If the student brings me problems to work on then I am happy to oblige. I like working on topics and skills that the student identifies as problem areas.
As we work through a problem, I frequently pause to ask the student for the next step. This can be hard for the student but I am forgiving. When we do this I can almost see my student learning.
Students need effective teaching that covers as much material as possible. We try to work at a steady pace. The student needs to know how to solve not just individual exercises but entire clusters of exercises. This is my aim. The complaint “we never covered that” of exam questions seldom arises with my students.
My students feel comfortable working with me, though I do challenge them and give them responsibility.
7/9/2023
What is gap analysis and how can I make it work for my student?
Gap analysis is the detailed investigation of the “gap” between where the student is now and where the student wants/needs to be, as well as an attempt to figure out how to bridge that gap. It is similar to the concept of variance analysis (below) but is looking forward rather than backward.
Do we really need gap analysis?
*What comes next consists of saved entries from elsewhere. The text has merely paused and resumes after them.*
PR #79, opened 2020-05-23
#67489 implement API controller for config refresh

tabman83:


src/CaptainHook.Api/Helpers/FakeAuthBuilderExtensions.cs
```diff
@@ -0,0 +1,23 @@
+﻿using System;
+using Microsoft.AspNetCore.Builder;
+
+namespace CaptainHook.Api.Helpers
+{
+    /// <summary>
+    /// Extension methods to add fake authentication capabilities to an HTTP application pipeline.
+    /// </summary>
+    public static class FakeAuthBuilderExtensions
```
mszymeshop, line 9: What's the need for that? Was there a problem with STS Client Secret or the Certificate?

tabman83: I took the idea from BF where we use conditional compilation to disable auth when running locally, thus making debugging quicker.

src/CaptainHook.Api.Client/ApiClient/CaptainHookClient.cs
```diff
@@ -412,5 +413,120 @@ public async Task<HttpOperationResponse> GetProbeWithHttpMessagesAsync(Dictionar
...
+        /// <param name='cancellationToken'>
+        /// The cancellation token.
+        /// </param>
+        /// <exception cref="HttpOperationException">
+        /// Thrown when the operation returned an invalid status code
+        /// </exception>
+        /// <return>
+        /// A response object containing the response body and response headers.
+        /// </return>
+        public async Task<HttpOperationResponse> RefreshConfigForEventWithHttpMessagesAsync(CaptainHookApiModelsRefreshConfigRequest body = default(CaptainHookApiModelsRefreshConfigRequest), Dictionary<string, List<string>> customHeaders = null, CancellationToken cancellationToken = default(CancellationToken))
```
dawidkeshop, line 434: I think this method is quite long. Maybe would be valuable to split it into pieces instead of adding comments describing each section?

tabman83: This is the client generated by auto rest so I guess we don't want to mess with it in case we're going to re-generate it.

dawidkeshop: Sure, you right. I didn't noticed that this auto-generated in GitHub. Sorry for confusion.

PR #80, opened 2020-05-25
#67491 implement integration tests to validate config refresh endpoint

tabman83:
Implement integration tests to validate the refresh configuration endpoint.

### DIFF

Can’t we just do the math? I have certainly had some success with the latter. My experience is that just by thinking about math the student is sure to improve. But I do think that the kind of math which students work on in grade school is tailored to a goal-setting type approach. It is measurable in a way that research-type math is not. Why not make use of that measurability? Why not acknowledge it?
Therefore we are interested in the gap between present math scores and desired math scores. But more interesting and perhaps more illuminating is the gap between how the student works now and how the student might work to get higher grades. For instance I have a student who is too slow. The gap is the differential between his present speed and a speed at which he can finish the exam and have a little time to check back over his work.
7/9/2023
What is variance analysis and how can I use it to my student’s advantage?
Variance analysis addresses the question “What went wrong?” It is easier to correct problems which have already been identified than to speculate on possible problems that might arise in the future. To make variance analysis work the student must be candid about what has not worked for them in the past.
Roughly speaking, there are two kinds of things that can go wrong: mathematical and para-mathematical. “Mathematical” includes things like calculation errors, or being stumped on a problem. “Para-mathematical” are factors that support mathematical achievement. Running out of time on an exam, mis-reading a question on an exam, or not having good study habits are all para-mathematical factors.
There are also two steps in variance analysis: figuring out what went wrong and figuring out how to fix it. Sometimes there is no distinction, for instance in noticing a calculation error.
Is variance analysis too late? Not if the student has a cumulative exam coming up. Nor is variance analysis of para-mathematical factors, which persist from one exam to the next.